# PROBLEM TO WORK ON
Identify all lines of the data containing the string "attachments" and copy them.

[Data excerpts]
[Start of section]
PR #62, opened 2017-09-22
Add notification client library

jpellizzari:
Fixes https://github.com/weaveworks/notification/issues/21

Adds a first iteration of a client library for notifications. This intentionally contains very little abstraction and only be used for an initial non-customer-facing service, such as `service-ui-kicker`.

### DIFF
--- a/notifications/README.md
+++ b/notifications/README.md
@@ -1,0 +1,49 @@
+## Notifications
+
+The `notifications` package is a client library for the [weaveworks/notifications](https://github.com/weaveworks/notification) service.
+
+
+```golang
+package main
+
+import (
+	"fmt"
+	"time"
+
+	"github.com/weaveworks/common/notifications"
+)
+
+func main() {
+	url := "http://eventmanager.notification.svc.cluster.local.:80"
+	sender := notifications.CreateSender(url)
+
+	instanceID := "1"
+	instanceName := "super-cool-instance"
+
+	// Format your message according to the different channels to which it will be sent
+	text := fmt.Sprintf("Instance %s has exploded", instanceName)
+	html := fmt.Sprintf("Instance <b>%s</b> has exploded", instanceName)
+	markdown := fmt.Sprintf("Instance _%s_ has exploded", instanceName)
+
+	timestamp := time.Now()
+
+	message := notifications.Message{
+		Browser: notifications.BrowserMessage{
+			Type:      "critical",
+			Text:      text,
+			Timestamp: timestamp,
+		},
+		Email: notifications.EmailMessage{
+			Subject: "Explosion!",
+			Body:    html,
+		},
+		Slack: notifications.SlackMessage{
+			Text: markdown,
+		},
+	}
+
+	if err := sender.SendEvent("critical", instanceID, timestamp, &message); err != nil {
+		fmt.Printf("Error: %v", err)
+	}
+}
+```
--- a/notifications/notifications.go
+++ b/notifications/notifications.go
@@ -16,43 +16,44 @@ type Sender struct {
 }
 
 // EmailMessage contains the required fields for formatting email messages
-type EmailMessage struct {
+type emailMessage struct {
 	Subject string `json:"subject"`
 	Body    string `json:"body"`
 }
 
-type Attachment struct {
-	Fallback string   `json:"fallback,omitempty"`
-	Text     string   `json:"text"`
-	Color    string   `json:"color,omitempty"`
-	Markdown []string `json:"mrkdwn_in,omitempty"`
+type attachment struct {
+	Fallback   string   `json:"fallback,omitempty"`
+	Text       string   `json:"text"`
+	Color      string   `json:"color,omitempty"`
+	MarkdownIn []string `json:"mrkdwn_in,omitempty"`
 }
 
 // SlackMessage contains the required fields for formatting slack messages
-type SlackMessage struct {
+type slackMessage struct {
 	Text        string       `json:"text"`
-	Attachments []Attachment `json:"attachments"`
+	Attachments []attachment `json:"attachments"`
 }
 
 // BrowserMessage contains the required fields for formatting browser notifications
-type BrowserMessage struct {
+type browserMessage struct {
 	Type      string    `json:"type"`
 	Text      string    `json:"text"`
 	Timestamp time.Time `json:"timestamp"`
 }
 
 // Message contains the mappings for formatting notification messages
-type Message struct {
-	Browser BrowserMessage `json:"browser"`
-	Slack   SlackMessage   `json:"slack"`
-	Email   EmailMessage   `json:"email"`
+type message struct {
+	Browser  browserMessage `json:"browser"`
+	Slack    slackMessage   `json:"slack"`
+	Email    emailMessage   `json:"email"`
+	Fallback string         `json:"fallback"`
 }
 
 type event struct {
 	Type       string    `json:"type"`
 	InstanceID string    `json:"instance_id"`
 	Timestamp  time.Time `json:"timestamp"`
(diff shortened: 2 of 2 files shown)


notifications/notifications.go
```diff
@@ -0,0 +1,93 @@
...
+	e := event{
+		Type:       et,
+		InstanceID: instance,
+		Timestamp:  t,
+		Messages:   msg,
+	}
+
+	eventBytes, err := json.Marshal(e)
+	if err != nil {
+		return errors.Wrapf(err, "Cannot marshal event to []byte %v", msg)
```
lelenanam: here better to use `%s`. and print `e` not `msg`?

notifications/notifications.go
```diff
@@ -0,0 +1,93 @@
...
+
+// SlackMessage contains the required fields for formatting slack messages
+type SlackMessage struct {
+	Text string `json:"text"`
+}
+
+// BrowserMessage contains the required fields for formatting browser notifications
+type BrowserMessage struct {
+	Type      string    `json:"type"`
+	Text      string    `json:"text"`
```
lelenanam: Why both: text and message, for plain text and HTML?

notifications/notifications.go
```diff
@@ -0,0 +1,93 @@
...
+
+// EmailMessage contains the required fields for formatting email messages
+type EmailMessage struct {
+	Subject string `json:"subject"`
+	Body    string `json:"body"`
+}
+
+// SlackMessage contains the required fields for formatting slack messages
+type SlackMessage struct {
+	Text string `json:"text"`
```
lelenanam: should we add `"username": "Weave Cloud"`?

notifications/README.md
```diff
@@ -0,0 +1,49 @@
...
+			Text:      text,
+			Timestamp: timestamp,
+		},
+		Email: notifications.EmailMessage{
+			Subject: "Explosion!",
+			Body:    html,
+		},
+		Slack: notifications.SlackMessage{
+			Text: markdown,
+		},
```
lelenanam: What if a client wants to see `timestamp` and `type` in `slack` and `email` as well?

notifications/notifications.go
```diff
@@ -0,0 +1,93 @@
...
+	req.Header.Set("Content-Type", "application/json")
+
+	resp, err := http.DefaultClient.Do(req)
+	if err != nil {
+		return errors.Wrap(err, "Failed to POST event")
+	}
+
+	defer resp.Body.Close()
+
+	if err != nil {
```
lelenanam: should it be `err` from `close`? because you already checked `err` in line 82.

notifications/notifications.go
jpellizzari: I think the notification service itself should decide on what the username should be. This will be appearing in customer slack messages/emails, so it should be something "on-brand".

notifications/notifications.go
jpellizzari: Confused. The BrowserMessage does not have a `message` field

notifications/notifications.go
```diff
@@ -0,0 +1,93 @@
...
+
+// Message contains the mappings for formatting notification messages
+type Message struct {
+	Browser BrowserMessage `json:"browser"`
+	Slack   SlackMessage   `json:"slack"`
+	Email   EmailMessage   `json:"email"`
+}
+
+type event struct {
+	Type       string    `json:"type"`
```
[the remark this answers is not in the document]
jpellizzari: The client will not know the ID. Eventmanager will assign an ID on creation.

notifications/README.md
jpellizzari: They have to embed that in the message body. The browser has special logic for handling different event types and timestamps. 

The equivalent would be to specify HTML with the correct inline styling or class names in the message in order for the notification to be styled correctly. That puts too much strain/work on the user of this API.

notifications/notifications.go
lelenanam: https://github.com/weaveworks/notification/issues/43

notifications/notifications.go
lelenanam: I mean `Message` from line 33 here

notifications/notifications.go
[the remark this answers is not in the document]
lelenanam: ok https://github.com/weaveworks/notification/issues/44

notifications/notifications.go
jpellizzari: Oh whoops! Nice catch

notifications/notifications.go
```diff
@@ -0,0 +1,88 @@
...
+	if err != nil {
+		return errors.Wrapf(err, "POST request error to URL %s", s.URL)
+	}
+
+	req.Header.Set("Content-Type", "application/json")
+
+	resp, err := http.DefaultClient.Do(req)
+	if err != nil {
+		return errors.Wrap(err, "Failed to POST event")
+	}
```
jml: Ideally we'd have client-side Prometheus instrumentation here, so we can see requests, response codes, and latency in our metrics. Having this early on can actually make development a lot easier too.

I had a quick poke around for examples but couldn't find any. The `users` client in service is close, but it's gRPC (we went through a phase of trying to use gRPC for internal APIs).

jpellizzari: @jml I'm not seeing any prom instrumentation on the users client in weaveworks/service. It seems odd to instrument both the client and the server.

Can you link me to the example you mentioned?

jml: My mistake. The billing version of the users client has such instrumentation: https://github.com/weaveworks/billing/blob/master/users/client.go

Complicated by 
a) billing shouldn't have a copy, it should use the users client
b) that instrumentation should, IMO, be in the users client itself

Likewise, the cortex configs service client (which I wrote!) gets this wrong. Users of the client do their own instrumentation (e.g. https://github.com/weaveworks/cortex/blob/master/pkg/ruler/scheduler.go#L36 – follow the `configsRequestDuration` variable), rather than the client itself providing it.

notifications/notifications.go
```diff
@@ -0,0 +1,88 @@
...
+
+// CreateSender creates a Sender
+func CreateSender(url string) Sender {
+	return Sender{
+		URL: url,
+	}
+}
+
+// SendEvent sends an event to the notification service.
+func (s *Sender) SendEvent(et string, instance string, t time.Time, msg *Message) error {
```
ekimekim: This being a public api, it's not clear what `et` is. It should be spelt out in the comment above, or at the very least spelt out in full (`eventType` instead of `et`).

notifications/notifications.go
```diff
@@ -0,0 +1,88 @@
...
+	Browser BrowserMessage `json:"browser"`
+	Slack   SlackMessage   `json:"slack"`
+	Email   EmailMessage   `json:"email"`
+}
+
+type event struct {
+	Type       string    `json:"type"`
+	InstanceID string    `json:"instance_id"`
+	Timestamp  time.Time `json:"timestamp"`
+	Messages   *Message  `json:"messages"`
```
bboreham: Why is this a pointer?  What does it mean for it to be nil?

notifications/notifications.go
```diff
@@ -0,0 +1,127 @@
...
+	e := event{
+		Type:       eventType,
+		InstanceID: instance,
+		Timestamp:  t,
+		Messages:   createMessage(eventType, t, msg, attachments),
+	}
+
+	eventBytes, err := json.Marshal(e)
+	if err != nil {
+		return errors.Wrapf(err, "Cannot marshal event to []byte %s", err)
```
rndstr: nit: since this is a library I think the Go way would be to have these lowercase and prefix with package name, such as `notifications: cannot marshal …`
[End of section]
# TASK SOLUTION
-	Attachments []Attachment `json:"attachments"`
+	Attachments []attachment `json:"attachments"`
+		Messages:   createMessage(eventType, t, msg, attachments),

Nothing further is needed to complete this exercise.